Скромный, несчастный, неизвестный, оригинальный, к сорока годам он достиг прочного положения. Светские дамы гордились тем, что открыли новый талант. Затем к Руссо пришел и успех — то, что люди меньше всего прощают. Гримм, Дидро, которых Руссо считал своими самыми верными друзьями, вынуждены были выслушивать похвалы в его адрес. Гримм страшно злился; Дидро, совсем не злой, не мог простить Руссо его христианства. Тот факт, что длительное знакомство с энциклопедистами укрепило веру женевского гражданина, вместо того чтобы ее поколебать, мешал всему их кругу в успешной пропаганде атеизма. Но что значило для Руссо христианство, когда сам он следовал то той, то другой религии! Протестант, затем католик, потом снова протестант, он предпочитал исповедовать свою собственную веру — веру савойского викария, освобожденную «от пустословия». Ее независимость, достойная уважения, хотя и опасная, вооружила против него и иезуитов и пасторов.

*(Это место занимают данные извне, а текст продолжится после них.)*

PR #1449, opened 2018-01-09
Switch from mod_nss to mod_ssl

rcritten:
New installs using an IPA CA should work
Upgrades should work

Not tested and some known to not work:
- [x] CA-less install
- [x] promoting a replica
- [x] promoting a replica CA-less - DL1
- [x] promoting a replica CA-less - DL0
- [x] backup and restore (particularly edge cases like restoring from a mod_nss backup)
- [x] domain level 0 replica install with old master
- [x] domain level 0 replica install with new master

This PR is meant to to obtain status of current patches and as a jumping-off point to finish the rest of the transition.

### DIFF
--- a/ipalib/install/certmonger.py
+++ b/ipalib/install/certmonger.py
@@ -670,11 +670,3 @@ def wait_for_request(request_id, timeout=120):
         raise RuntimeError("request timed out")
 
     return state
-
-if __name__ == '__main__':
-    request_id = request_cert(paths.HTTPD_ALIAS_DIR,
-                              "cn=tiger.example.com,O=IPA",
-                              "HTTP/tiger.example.com@EXAMPLE.COM", "Test")
-    csr = get_request_value(request_id, 'csr')
-    print(csr)
-    stop_tracking(request_id)
--- a/ipalib/x509.py
+++ b/ipalib/x509.py
@@ -421,7 +421,7 @@ def load_unknown_x509_certificate(data):
         return load_der_x509_certificate(data)
 
 
-def load_certificate_from_file(filename, dbdir=None):
+def load_certificate_from_file(filename):
     """
     Load a certificate from a PEM file.
 
--- a/ipalib/x509.py
+++ b/ipalib/x509.py
@@ -31,6 +31,7 @@
 
 from __future__ import print_function
 
+import os
 import binascii
 import datetime
 import ipaddress
@@ -41,8 +42,9 @@ import re
 from cryptography import x509 as crypto_x509
 from cryptography import utils as crypto_utils
 from cryptography.hazmat.backends import default_backend
+from cryptography.hazmat.primitives import serialization
 from cryptography.hazmat.primitives.serialization import (
-    Encoding, PublicFormat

У Руссо оставались женщины, очень влиятельные, которые долгое время покровительствовали ему в благодарность за ту нежность, с какой он всегда говорил о них. Руссо отпугнул и женщин. Они просили его разогнать их скуку, добивались его общества. Но Руссо предпочитал отдаваться мечтам во время одиноких прогулок, чем служить украшением будуара знатной дамы. Его недуг делал его непригодным для трудного ремесла куртизана и фаворита. Мадам д'Эпине хотела ему добра, но Руссо смертельно уязвил ее, полюбив ее невестку, мадам д'Удето, и не скрыв этого от нее. Наивность Руссо была столь велика, что он поведал о своей новой любви Дидро, которого считал другом, хотя в действительности тот уже им не был. Нет врага более жестокого, чем прежний друг. Чтобы оправдать в собственных глазах плохой поступок, он с удовольствием чернит того, кого предает. Дидро злоупотребил доверием Руссо; Гримм искусно подлил масла в огонь. Даже мадам д'Удето, влюбленной в него, наскучил поклонник, одновременно и платонический и нескромный — две непростительные ошибки. И тогда Руссо вдруг увидел, что весь тот маленький мир, который когда-то казался ему восхитительным, ощетинился против него. Ему пришлось покинуть Эрмитаж. Это была подлинная драма.